■ Directions for this task
When a line in the entries below contains the word "lines", copy that line.

■ Collected data entries
=== Section Start ===

PR #535, opened 2019-09-03
DOCSP-6562 FLE guide data keys

ccho-mongodb:
JIRA: https://jira.mongodb.org/browse/DOCSP-6562

Staging: https://docs-mongodborg-staging.corp.mongodb.com/ecosystem/docsworker/fle-guide-data-keys/use-cases/sensitive-data-encryption.html

### DIFF
--- a/source/includes/steps-create-data-encryption-key.yaml
+++ b/source/includes/steps-create-data-encryption-key.yaml
@@ -103,8 +103,15 @@ title: Verify the data encryption key was created
 ref: verify-data-key-created
 level: 4
 content: |
-  Verify that the key was created in your MongoDB replica set in the specified
-  key vault namespace. The document should resemble the following:
+  Verify that the key document was created in your MongoDB replica set in the 
+  key vault collection. This document contains the following data:
+  
+  * Data encryption key, in encrypted form.
+  * Data encryption key UUID.
+  * KMS provider information for the master key.
+  * Other metadata such as creation and last modified date.
+ 
+  The document in the key vault collection should resemble the following:
 
   .. code-block:: none
   
--- a/source/includes/steps-create-data-encryption-key.yaml
+++ b/source/includes/steps-create-data-encryption-key.yaml
@@ -2,8 +2,8 @@ title: Read the Local Master Key from a File
 ref: read-local-master-key-from-file
 level: 4
 content: |
-  First, read the file containing the local master key that you generated in 
-  the :ref:`Create a Master Key <fle-create-a-master-key>` section:
+  First, retrieve the contents of the local master key file that you generated
+  in the :ref:`Create a Master Key <fle-create-a-master-key>` section:
 
   .. tabs::
 
@@ -34,8 +34,9 @@ title: Specify KMS Provider Settings
 ref: specify-kms-provider-settings
 level: 4
 content: |
-  Next, specify the KMS provider settings. Set the provider name to ``local``
-  when using a local master key:
+  Next, specify the KMS provider settings. The client uses these settings to 
+  discover the master key. Set the provider name to ``local`` when using a local 
+  master key:
 
   .. tabs::
 
--- a/source/includes/steps-create-data-encryption-key.yaml
+++ b/source/includes/steps-create-data-encryption-key.yaml
@@ -1,9 +1,9 @@
-title: Read the local master key from a file
+title: Read the Local Master Key from a File
 ref: read-local-master-key-from-file
 level: 4
 content: |
-  First, read the file containing the local master key, generated in the
-  :ref:`Create a Master Key <fle-create-a-master-key>` section:
+  First, read the file containing the local master key that you generated in 
+  the :ref:`Create a Master Key <fle-create-a-master-key>` section:
 
   .. tabs::
 
@@ -30,7 +30,7 @@ content: |
 
 
 ---
-title: Specify KMS provider settings
+title: Specify KMS Provider Settings
 ref: specify-kms-provider-settings
 level: 4
 content: |
@@ -58,13 +58,13 @@ content: |
 
 
 ---
-title: Construct the client
-ref: construct-the-client
+title: Create a Data Encryption Key
+ref: create-a-data-encryption-key
 level: 4
 content: |
-  Create the client using the MongoDB connection string and key vault 
-  namespace. In this example, we specify the ``encryption`` database and the 
-  ``__keyVault`` collection:
+  Construct a client with the MongoDB connection string and key vault 
+  namespace configuration, and create a data encryption key. The key vault in 
+  this example uses the ``encryption`` database and ``__keyVault`` collection.
 
   .. tabs::
 
--- a/source/includes/steps-create-data-encryption-key.yaml
+++ b/source/includes/steps-create-data-encryption-key.yaml
@@ -1,0 +1,120 @@
+title: Read the local master key from a file
+ref: read-local-master-key-from-file
+level: 4
+content: |
+  First, read the file containing the local master key, generated in the
+  :ref:`Create a Master Key <fle-create-a-master-key>` section:
+
+  .. tabs::
+
+     tabs:
+
+       - id: use-cases-fle-guide-java
+         name: "Java"
+         content: |
+
+           .. code-block:: java
+              :emphasize-lines: 11
+
+              String path = "master-key.txt";
+
+              byte[] fileBytes = new byte[96];
+
+              try (FileInputStream fis = new FileInputStream(path)) {
+                fileBytes = fis.readAllBytes();
+              } catch (IOException e) {
+                e.printStackTrace();
+              }
+
+              final byte[] localMasterKey = Arrays.copyOf(fileBytes, 96);
+
+
+---
+title: Specify KMS provider settings
+ref: specify-kms-provider-settings
+level: 4
+content: |
+  Next, specify the KMS provider settings. Set the provider name to ``local``
+  when using a local master key:
+
+  .. tabs::
+
+     tabs:
+
+       - id: use-cases-fle-guide-java
+         name: "Java"
+         content: |
+
+           .. code-block:: java
+              :emphasize-lines: 4,5
+
+              String kmsProvider = "local";
+
+              Map<String, Map<String, Object>> kmsProviders = new HashMap<String, Map<String, Object>>() {{
+                put(kmsProvider, new HashMap<String, Object>() {{
+                  put("key", localMasterKey);
+                }});
+              }};
+
+
+---
+title: Construct the client
+ref: construct-the-client
+level: 4
+content: |
+  Create the client using the MongoDB connection string and key vault 
+  namespace. In this example, we specify the ``encryption`` database and the 
+  ``__keyVault`` collection:
+
+  .. tabs::
+
+     tabs:
+
+       - id: use-cases-fle-guide-java
+         name: "Java"
+         content: |
+
+           .. code-block:: java
+              :emphasize-lines: 8,9,12
+
+              String connectionString = "mongodb://localhost:27017";
+              String keyVaultNamespace = "encryption.__keyVault";
+
+              ClientEncryptionSettings clientEncryptionSettings = ClientEncryptionSettings.builder()
+                .keyVaultMongoClientSettings(MongoClientSettings.builder()
+                  .applyConnectionString(new ConnectionString(connectionString))
+                  .build())
+                .keyVaultNamespace(keyVaultNamespace)
+                .kmsProviders(kmsProviders)
+                .build();
+
+              ClientEncryption clientEncryption = ClientEncryptions.create(clientEncryptionSettings);
+
+
+  .. note::
+
+     Ensure that the client has `ReadWrite
+     <https://docs.mongodb.com/manual/reference/built-in-roles/#readWrite>`_
+     permissions on the specified key vault namespace.
+
+
+---
+title: Verify the data encryption key was created
+ref: verify-data-key-created
+level: 4
+content: |
+  Verify that the key was created in your MongoDB replica set in the specified
+  key vault namespace. The document should resemble the following:
+
+  .. code-block:: none
+  
+     {
+       "_id" : UUID("..."),
+       "keyMaterial" : BinData(0,"..."),
+       "creationDate" : ISODate("..."),
+       "updateDate" : ISODate("..."),
+       "status" : 0,
+       "masterKey" : {
+         "provider" : "local"
+       }
+     }
--- a/source/use-cases/sensitive-data-encryption.txt
+++ b/source/use-cases/sensitive-data-encryption.txt
@@ -131,20 +131,17 @@ In this step, we generate a local master key to expedite setup of our developmen
 B. Create a Data Encryption Key
 ~~~~~~~~~~~~~~~~~~~~~~~~~~~~~~~
 
-In this section, we configure the MongoDB driver generate a data
+In this section, we configure the MongoDB driver to generate a data
 encryption key using the master key. The data encryption key, used to 
 automatically encrypt and decrypt fields in a document, is stored in a MongoDB 
 collection called the *key vault collection*.
 
-The following configuration values are required by the client to generate a new
-data encryption key:
+The client requires the following configuration values to generate a new data
+encryption key:
 
 * The local master key or AWS KMS master key access settings.
 * A MongoDB connection string that authenticates on a running server.
 * The key vault namespace (database and collection).
-
-In this guide, we use the ``encryption`` database and ``__keyvault`` 
-collection as our key vault collection.
 
 The MongoDB driver performs the following to generate the data encryption key:
 
@@ -153,7 +150,8 @@ The MongoDB driver performs the following to generate the data encryption key:
 #.  Returns the ``_id`` field of the inserted document as a `UUID <https://en.wikipedia.org/wiki/Universally_unique_identifier>`_.
 
 Follow the steps below to generate a single data encryption key from the
-local master key.
+local master key. You can also download the `complete code example on
+GitHub <https://raw.githubusercontent.com/mongodb/docs-assets/DOCSP-csfle-data-encryption-key/DataEncryptionKeyGenerator.java>`_.
 
 .. note::
 
--- a/source/use-cases/sensitive-data-encryption.txt
+++ b/source/use-cases/sensitive-data-encryption.txt
@@ -143,15 +143,14 @@ data encryption key:
 * A MongoDB connection string that authenticates on a running server.
 * The key vault namespace (database and collection).
 
-In this example, we use the ``encryption`` database and ``__keyvault`` 
+In this guide, we use the ``encryption`` database and ``__keyvault`` 
 collection as our key vault collection.
 
-Upon creating a data encryption key, the driver returns the ``_id`` field
-(as a `UUID <https://en.wikipedia.org/wiki/Universally_unique_identifier>`_)
-of a document that stores information about the key including:
+The MongoDB driver performs the following to generate the data encryption key:
 
-* The data encryption key, encrypted by the master key.
-* The key management service provider data.
+1.  Creates a data encryption key.
+#.  Inserts a new document into the key vault collection.
+#.  Returns the ``_id`` field of the inserted document as a `UUID <https://en.wikipedia.org/wiki/Universally_unique_identifier>`_.
 
 Follow the steps below to generate a single data encryption key from the
 local master key.
--- a/source/use-cases/sensitive-data-encryption.txt
+++ b/source/use-cases/sensitive-data-encryption.txt
@@ -153,12 +153,6 @@ Follow the steps below to generate a single data encryption key from the
 local master key. You can also download the `complete code example on
 GitHub <https://raw.githubusercontent.com/mongodb/docs-assets/DOCSP-csfle-data-encryption-key/DataEncryptionKeyGenerator.java>`_.
 
-.. note::
-
-  If using AWS KMS to provide the master key, refer to the :ref:`Convert
-  to a Remote Master Key <fle-convert-to-a-remote-master-key>` section for
-  the appropriate settings.
-
 .. include:: /includes/steps/create-data-encryption-key.rst
 
 .. _fle-define-a-json-schema:
--- a/source/use-cases/sensitive-data-encryption.txt
+++ b/source/use-cases/sensitive-data-encryption.txt
@@ -161,9 +161,6 @@ GitHub <https://raw.githubusercontent.com/mongodb/docs-assets/DOCSP-csfle-data-e
 
 .. include:: /includes/steps/create-data-encryption-key.rst
 
-`Download the source code <https://raw.githubusercontent.com/mongodb/docs-assets/DOCSP-csfle-data-encryption-key/DataEncryptionKeyGenerator.java>`_
-used to generate the data encryption key in this section.
-
 .. _fle-define-a-json-schema:
 
 C. Define a JSON Schema
--- a/source/use-cases/sensitive-data-encryption.txt
+++ b/source/use-cases/sensitive-data-encryption.txt
@@ -131,10 +131,9 @@ In this step, we generate a local master key to expedite setup of our developmen
 B. Create a Data Encryption Key
 ~~~~~~~~~~~~~~~~~~~~~~~~~~~~~~~
 
-In this section, we configure the MongoDB driver to generate a data
-encryption key. The data encryption key, used to automatically encrypt and 
-decrypt fields in a document, is stored in a MongoDB collection called the
-*key vault collection*.
+In this section, we generate a data encryption key. The MongoDB driver stores 
+the key in a key vault collection where CSFLE-enabled clients can access the
+key for automatic encryption and decryption.
 
 The client requires the following configuration values to generate a new data
 encryption key:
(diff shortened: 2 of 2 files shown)


source/use-cases/sensitive-data-encryption.txt
```diff
@@ -124,6 +124,151 @@ In this step, we generate a local master key to expedite setup of our developmen
...
+* A MongoDB connection string that authenticates to a running server.
+* The key vault database and collection name.
+
+Upon creating a data encryption key, the driver returns the ``id`` field of
+a document that stores information about the encrypted key including:
+
+* The data encryption key, encrypted by the master key.
+* The key management service provider data.
+
+In this section, we generate a single data encryption key from the local
```
terakilobyte: "In this section" is used two paragraphs above. Suggest rewording, but not a blocker.

source/use-cases/sensitive-data-encryption.txt
```diff
@@ -124,6 +124,151 @@ In this step, we generate a local master key to expedite setup of our developmen
...
+In this section, we use the MongoDB driver to create and store a data 
+encryption key, used by CSFLE to automatically encrypt and decrypt data on 
+document fields. The following configuration values are required by the client 
+to generate a new data encryption key:
+
+* The local master key or AWS KMS master key access settings.
+* A MongoDB connection string that authenticates to a running server.
+* The key vault database and collection name.
+
+Upon creating a data encryption key, the driver returns the ``id`` field of
```
terakilobyte: Shouldn't it be ``_id`` instead of ``id``? It also might be worth adding an admonition that the _id field of a key is *not* an ObjectID.

source/use-cases/sensitive-data-encryption.txt
ccho-mongodb: Thanks for identifying that, will reword.

source/use-cases/sensitive-data-encryption.txt
ccho-mongodb: I agree, I should use `_id`. Should I identify this as a `UUID` for the reader or is that too much detail?

terakilobyte: I think you should call it out for sure. It will be surprising that is a UUID instead of an ObjectID.

ccho-mongodb: Fixed, let me know if it looks ok now.

source/use-cases/sensitive-data-encryption.txt
```diff
@@ -124,7 +124,153 @@ In this step, we generate a local master key to expedite setup of our developmen
           }
 
 
-B. Define a JSON Schema
+B. Create a Data Encryption Key
+~~~~~~~~~~~~~~~~~~~~~~~~~~~~~~~
+
+In this section, we use the MongoDB driver to create and store a data
+encryption key, used by CSFLE to automatically encrypt and decrypt data on
+document fields. The following configuration values are required by the client
```
nlarew: nit: IMO the comma before "used" makes it read like an appositive. Instead we could do two sentences:

In this section we use the MongoDB driver to create and store a data encryption key _in the keyvault collection_. Drivers that have access to the keyvault can use the encryption key to encrypt and decrypt fields in a document.

nlarew: nit: passive -> active

The driver requires the following configuration values to generate a new data encryption key:

source/use-cases/sensitive-data-encryption.txt
```diff
@@ -124,7 +124,153 @@ In this step, we generate a local master key to expedite setup of our developmen
...
+to generate a new data encryption key:
+
+* The local master key or AWS KMS master key access settings.
+* A MongoDB connection string that authenticates on a running server.
+* The key vault database and collection name.
+
+Upon creating a data encryption key, the driver returns the ``_id`` field
+(as a `UUID <https://en.wikipedia.org/wiki/Universally_unique_identifier>`_)
+of a document that stores information about the key including:
```
nlarew: Are we certain that this is a UUID? I would imagine that it's a 12-byte ObjectId value unless this specifically does not use the default.

nlarew: I might interpret this as "the _id field stores information about the key" rather than the document. I think we can also explicitly say that the driver:

1.  creates the key
2. inserts a new document into the keyvault with info about the key
3. returns the _id of the inserted document

source/use-cases/sensitive-data-encryption.txt
```diff
@@ -124,7 +124,153 @@ In this step, we generate a local master key to expedite setup of our developmen
...
+* The data encryption key, encrypted by the master key.
+* The key management service provider data.
+
+Follow the steps below to generate a single data encryption key from the
+local master key.
+
+.. note::
+
+  If using AWS KMS to provide the master key, refer to the "`F. Convert to
+  a Remote Master Key`_" section for the appropriate settings.
```
nlarew: nit: the "F" in the step title is a bit weird. Instead we could add an inline reference above the step heading and then use a `:ref:` here instead

**Inline reference above the step heading**
```
.. _fle-convert-to-a-remote-master-key:

F. Convert to a Remote Master Key
```

**Reference in this note**
```
If using AWS KMS to provide the master key, refer to the :ref:`Convert
to a Remote Master Key <fle-convert-to-a-remote-master-key>` section of
this guide for the appropriate settings.
```

source/use-cases/sensitive-data-encryption.txt
```diff
@@ -124,7 +124,153 @@ In this step, we generate a local master key to expedite setup of our developmen
...
+
+First, read the file containing the local master key generated in the "`A.
+Create a Master Key`_" section:
```
nlarew: See my previous comment

source/use-cases/sensitive-data-encryption.txt
```diff
@@ -124,7 +124,153 @@ In this step, we generate a local master key to expedite setup of our developmen
...
+
+          byte[] fileBytes = new byte[96];
+
+          try (FileInputStream fis = new FileInputStream(path)) {
+            fileBytes = fis.readAllBytes();
+          } catch (IOException e) {
+            e.printStackTrace();
+          }
+
+          final byte[] localMasterKey = Arrays.copyOf(fileBytes, 96);
```
nlarew: - The code here looks misaligned though it doesn't seem to cause a rendering issue. The first character of each line of code should be even with the "c" in `code-block`.
- It'd be useful to highlight the line where we actually have the master key in memory. e.g.

```rst
.. code-block:: java
   :emphasize-lines: 11
   
   // ... the rest of the code
```

source/use-cases/sensitive-data-encryption.txt
```diff
@@ -124,7 +124,153 @@ In this step, we generate a local master key to expedite setup of our developmen
...
+
+
+Next, specify the KMS provider settings. Since we are using a local master
+key, the provider name is ``local``:
+
+.. tabs::
+
+  tabs:
+
+    - id: java-kms-settings-local
```
nlarew: All of our custom tab id values should be consistent, otherwise they won't stay in sync. (Eventually we should probably switch to pre-defined tabsets, but this is fine for now if we fix the id)

i.e. all the Java tabs should have the same ID, etc.

source/use-cases/sensitive-data-encryption.txt
```diff
@@ -124,7 +124,153 @@ In this step, we generate a local master key to expedite setup of our developmen
...
+            fileBytes = fis.readAllBytes();
+          } catch (IOException e) {
+            e.printStackTrace();
+          }
+
+          final byte[] localMasterKey = Arrays.copyOf(fileBytes, 96);
+
+
+Next, specify the KMS provider settings. Since we are using a local master
+key, the provider name is ``local``:
```
nlarew: How do we specify the KMS provider settings? Looks like we make a hashmap in the code but why? What does it contain?

We should add a little bit more here to explain

source/use-cases/sensitive-data-encryption.txt
```diff
@@ -124,7 +124,153 @@ In this step, we generate a local master key to expedite setup of our developmen
...
+
+          Map<String, Map<String, Object>> kmsProviders = new HashMap<String, Map<String, Object>>() {{
+             put(kmsProvider, new HashMap<String, Object>() {{
+                 put("key", localMasterKey);
+             }});
+          }};
+
+
+Create the client with the MongoDB connection string and key vault namespace
+(database and collection name):
```
nlarew: Let's give specific guidance about what the namespace should be. If we have a best practice, we should say it. Otherwise, we should explicitly say that the names are up to the developer.

source/use-cases/sensitive-data-encryption.txt
```diff
@@ -124,7 +124,153 @@ In this step, we generate a local master key to expedite setup of our developmen
...
+    "creationDate" : ISODate("..."),
+    "updateDate" : ISODate("..."),
+    "status" : 0,
+    "masterKey" : {
+      "provider" : "local"
+    }
+  }
+
+`Click here <https://raw.githubusercontent.com/mongodb/docs-assets/DOCSP-csfle-data-encryption-key/DataEncryptionKeyGenerator.java>`_
+for the source code used to generate the data encryption key in this section.
```
nlarew: nit: [Don’t provide links from ambiguous phrases such as Click here or More information](https://docs.mongodb.com/meta/style-guide/style/links-and-cross-references/)

source/use-cases/sensitive-data-encryption.txt
nlarew: Also these "next..." phrases are really small relative to the code blocks they're sandwiched between. Given that this step is procedural, maybe we can convert to a stepfile?

source/use-cases/sensitive-data-encryption.txt
ccho-mongodb: Would it be ok if I just make a note to the user that is the arbitrary namespace we will be using for now? I discussed with Kenn and Ravind yesterday and the conclusion was that they would work on something more standardized during "beta cleanup". Conversation in #fle on Slack starts here:
https://mongodb.slack.com/archives/CDM9QEGUT/p1567530749015300

source/use-cases/sensitive-data-encryption.txt
ccho-mongodb: Thanks for pointing that out, will fix.

source/use-cases/sensitive-data-encryption.txt
ccho-mongodb: Oops. Up to this point, I thought they should be unique. Will need to fix across multiple PRs. I'll create a JIRA ticket to do cleanup on the guide once all the sections have been merged and add this as an item to address. For now, I will use `use-cases-fle-guide-java` (use-cases section, fle guide document, language)

source/use-cases/sensitive-data-encryption.txt
ccho-mongodb: > Why.....
I'd imagine this has to do with the crypto library and someone's decision not to convert it to an ObjectId. It does not seem that important to the user, however, since it would only be defined in the JSON Schema.

Per the second comment, I will try to reformat as an ordered list.

source/use-cases/sensitive-data-encryption.txt
ccho-mongodb: Thanks, I was looking for that directive, but couldn't find it for some reason. Will fix.

source/use-cases/sensitive-data-encryption.txt
ccho-mongodb: Thanks, will fix.

source/use-cases/sensitive-data-encryption.txt
ccho-mongodb: Thanks, didn't know about the emphasize-lines directive. Will fix.

source/use-cases/sensitive-data-encryption.txt
ccho-mongodb: > Looks like we make a hashmap in the code but why? What does it contain?
>
> We should add a little bit more here to explain

Can you explain what you're looking for? Each driver has its own way of specifying settings whether hashmap, json, associative array, etc. Did you want to have explicit information about how drivers specify their configurations? Would that belong in the scope of this document?

source/use-cases/sensitive-data-encryption.txt
ccho-mongodb: Will fix.

source/use-cases/sensitive-data-encryption.txt
ccho-mongodb: Agree, it's awkward. I see that you want to emphasize/include discussion of the key vault collection. Since it's the first two sentences, would your goal be met if key vault collection was only mentioned in the second one?

source/use-cases/sensitive-data-encryption.txt
ccho-mongodb: > Given that this step is procedural, maybe we can convert to a stepfile?

Good idea, will move to a step file.

ccho-mongodb: Question about tabs in a step file:
Should the id use the same naming scheme as the document? If so, then they are not reusable in different documents, if there is ever that need. Should we make note of that somewhere?

ccho-mongodb: Another question -- if I have a `:ref:` link in the step file, will it resolve to the anchors set in the document that includes the step file?

source/use-cases/sensitive-data-encryption.txt
nlarew: I think that's probably fine. The main reason I had it in both is to ensure that readers understand the keyvault is just a collection.

source/use-cases/sensitive-data-encryption.txt
```diff
@@ -124,7 +126,49 @@ In this step, we generate a local master key to expedite setup of our developmen
           }
 
 
-B. Define a JSON Schema
+.. _fle-create-a-data-encryption-key:
+
+B. Create a Data Encryption Key
+~~~~~~~~~~~~~~~~~~~~~~~~~~~~~~~
+
+In this section, we configure the MongoDB driver generate a data
```
nlarew: configure the MongoDB driver _**and/to**_ generate a data key...

source/use-cases/sensitive-data-encryption.txt
```diff
@@ -124,7 +126,49 @@ In this step, we generate a local master key to expedite setup of our developmen
...
+encryption key using the master key. The data encryption key, used to 
+automatically encrypt and decrypt fields in a document, is stored in a MongoDB 
+collection called the *key vault collection*.
+
+The following configuration values are required by the client to generate a new
+data encryption key:
```
nlarew: passive -> active

the client requires the following configuration values...

source/use-cases/sensitive-data-encryption.txt
```diff
@@ -124,7 +126,49 @@ In this step, we generate a local master key to expedite setup of our developmen
...
+* A MongoDB connection string that authenticates on a running server.
+* The key vault namespace (database and collection).
+
+In this guide, we use the ``encryption`` database and ``__keyvault`` 
+collection as our key vault collection.
+
+The MongoDB driver performs the following to generate the data encryption key:
+
+1.  Creates a data encryption key.
+#.  Inserts a new document into the key vault collection.
```
nlarew: What's in the document? Looks like we give an example document in the final substep - maybe we can elaborate on what's in the document there?

source/use-cases/sensitive-data-encryption.txt
```diff
@@ -124,7 +126,49 @@ In this step, we generate a local master key to expedite setup of our developmen
...
+.. note::
+
+  If using AWS KMS to provide the master key, refer to the :ref:`Convert
+  to a Remote Master Key <fle-convert-to-a-remote-master-key>` section for
+  the appropriate settings.
+
+.. include:: /includes/steps/create-data-encryption-key.rst
+
+`Download the source code <https://raw.githubusercontent.com/mongodb/docs-assets/DOCSP-csfle-data-encryption-key/DataEncryptionKeyGenerator.java>`_
+used to generate the data encryption key in this section.
```
nlarew: Seems like this might get lost here at the bottom of the step. Maybe we could combine with the "follow the steps" sentence above the stepfile?

Follow the steps below to generate a single data encryption key from the local master key. You can also find the complete code example on GitHub.

source/includes/steps-create-data-encryption-key.yaml
```diff
@@ -0,0 +1,120 @@
+title: Read the local master key from a file
```
nlarew: nit: Let's use title case for step titles.

See [Enforce a Document Schema](https://docs.mongodb.com/stitch/mongodb/enforce-a-document-schema/) for an example

source/includes/steps-create-data-encryption-key.yaml
```diff
@@ -0,0 +1,120 @@
...
+ref: read-local-master-key-from-file
+level: 4
+content: |
+  First, read the file containing the local master key, generated in the
+  :ref:`Create a Master Key <fle-create-a-master-key>` section:
```
nlarew: nit: the local master key _that you_ generated

source/includes/steps-create-data-encryption-key.yaml
```diff
@@ -0,0 +1,120 @@
...
+              final byte[] localMasterKey = Arrays.copyOf(fileBytes, 96);
+
+
+---
+title: Specify KMS provider settings
+ref: specify-kms-provider-settings
+level: 4
+content: |
+  Next, specify the KMS provider settings. Set the provider name to ``local``
+  when using a local master key:
```
nlarew: I think we could have a little more detail on the what the KMS provider settings actually are / what they configure.

source/includes/steps-create-data-encryption-key.yaml
```diff
@@ -0,0 +1,120 @@
...
+     permissions on the specified key vault namespace.
+
+
+---
+title: Verify the data encryption key was created
+ref: verify-data-key-created
+level: 4
+content: |
+  Verify that the key was created in your MongoDB replica set in the specified
+  key vault namespace. The document should resemble the following:
```
nlarew: It'd be nice to have a quick explanation of what the document actually is/contains/represents beyond just the example

source/includes/steps-create-data-encryption-key.yaml
```diff
@@ -0,0 +1,120 @@
...
+
+              Map<String, Map<String, Object>> kmsProviders = new HashMap<String, Map<String, Object>>() {{
+                put(kmsProvider, new HashMap<String, Object>() {{
+                  put("key", localMasterKey);
+                }});
+              }};
+
+
+---
+title: Construct the client
```
nlarew: The end state of this step isn't just a constructed client, it's actually a created key. Maybe the title here should be **Create the Data Key** and then in the text below we explain that the client creates and inserts the key.

source/use-cases/sensitive-data-encryption.txt
nlarew: Thoughts on moving this process into the content of step three? It's most relevant there IMO.

source/use-cases/sensitive-data-encryption.txt
ccho-mongodb: Oops, good catch, will fix.

source/use-cases/sensitive-data-encryption.txt
ccho-mongodb: Thanks, will fix.

source/includes/steps-create-data-encryption-key.yaml
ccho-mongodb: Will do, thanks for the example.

=== Section End ===

■ Written answer
+              :emphasize-lines: 11
+              :emphasize-lines: 4,5
+              :emphasize-lines: 8,9,12
   :emphasize-lines: 11
ccho-mongodb: Thanks, didn't know about the emphasize-lines directive. Will fix.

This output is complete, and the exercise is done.